— TASK TO CARRY OUT —
Reproduce exactly, and only, the lines below from the one containing "PR #197, opened 2021-02-08" through the one containing "Nice one, thanks!".

RECORD EXCERPTS below:

PR #715, opened 2024-09-05
Fix #714 install_git_clone add GITHUB_TOKEN if appropriate

### LINKED ISSUE #714: pass github token to clone if available

robnagler:


bin/install.sh
```diff
@@ -295,7 +298,7 @@ install_os_is_rhel_compatible() {
 
 
 install_os_is_centos_7() {
-    install_os_is_rhel_compatible && $install_version_centos -eq 7
+    [[ $install_os_release_id =~ centos ]] && [[ $install_os_release_version_id == 7 ]]
```
e-carlin, line 301: Why this change? I thought the name "centos" we were going to use for alma or centos?

PR #189, opened 2021-02-06
Add Scorpion Catcher and recursive check for substeps

Abbotta4:
- Add Scorpion Catcher 
- Add `PanelDetails.contains` to check all substeps for the current step as well when choosing the panel to highlight.


Zoinkwiz (approved):
Looks good, thanks!

PR #197, opened 2021-02-08
Add Animal Magnetism

robertmaloney:
Notes:
- there is a dialogue path of buying one chicken at a time that isn't covered by this helper yet


Zoinkwiz (approved):
Looks great, thanks!

PR #206, opened 2021-02-10
Add the ability for NpcStep to show safespots for fights.

Senmori:
https://i.imgur.com/9OFfAe5.png

This adds the ability for `NpcStep` to add and show safespots during fights.
Multiple safespots can be rendered with each one getting a non-quest image related icon so it's clear what the box is for.


Zoinkwiz (approved):
Nice one, thanks!

PR #207, opened 2021-02-11
Arrow Toggle

nnapolitano:
Adds toggle in the settings pane for the flashing arrow on the minimap and overworld (enabled by default). This change does not affect the boxes around objects, but that could be added if desired. 

This feature is one i personally wanted, as I like the quest plugin, but found the arrows made quests too easy (and thus of a feeling of accomplishment). 

Tested through Misthalin Mystery, Could enable/ disable arrows for NPCs, objects, and objectives, and arrows would automatically stop & resume being rendered.


Zoinkwiz (approved):
Really like this, thanks for this!

PR #243, opened 2021-02-26
Biohazard- add 30gp to recommended items

nnapolitano:
While completing Biohazard I noticed that the helper states "Take the Plague Sample to the Chemist in Rimmington. You can take a boat from Ardougne Dock to Rimmington for 30gp."

30gp was not a recommended item, so this update just adds it


Zoinkwiz (approved):
Looks good, thanks :)

PR #273, opened 2021-04-01
added tai bwo wannai trio

longma1:
added tai bwo wanna trio

I'm sorry Zoinkwiz for making you review this, it probably will be as painful to review as it was to write.


Zoinkwiz:
Rebased + made a PR in the above PR.

PR #292, opened 2021-04-24
Fremmydiaries

Khatib81-GH:
easy tasks added for fremmy diaries


Zoinkwiz (changes requested):

src/main/java/com/questhelper/QuestVarbits.java
```diff
@@ -118,6 +118,10 @@
 	ACHIEVEMENT_DIARY_KARAMJA_MEDIUM(3598),
 	ACHIEVEMENT_DIARY_KARAMJA_HARD(3610),
 	ACHIEVEMENT_DIARY_KARAMJA_ELITE(4567),
+  	ACHIEVEMENT_DIARY_FREMENNIK_EASY(4507),
```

End of RECORD EXCERPTS.

— WORKED SOLUTION —
PR #197, opened 2021-02-08
Add Animal Magnetism

robertmaloney:
Notes:
- there is a dialogue path of buying one chicken at a time that isn't covered by this helper yet


Zoinkwiz (approved):
Looks great, thanks!

PR #206, opened 2021-02-10
Add the ability for NpcStep to show safespots for fights.

Senmori:
https://i.imgur.com/9OFfAe5.png

This adds the ability for `NpcStep` to add and show safespots during fights.
Multiple safespots can be rendered with each one getting a non-quest image related icon so it's clear what the box is for.


Zoinkwiz (approved):
Nice one, thanks!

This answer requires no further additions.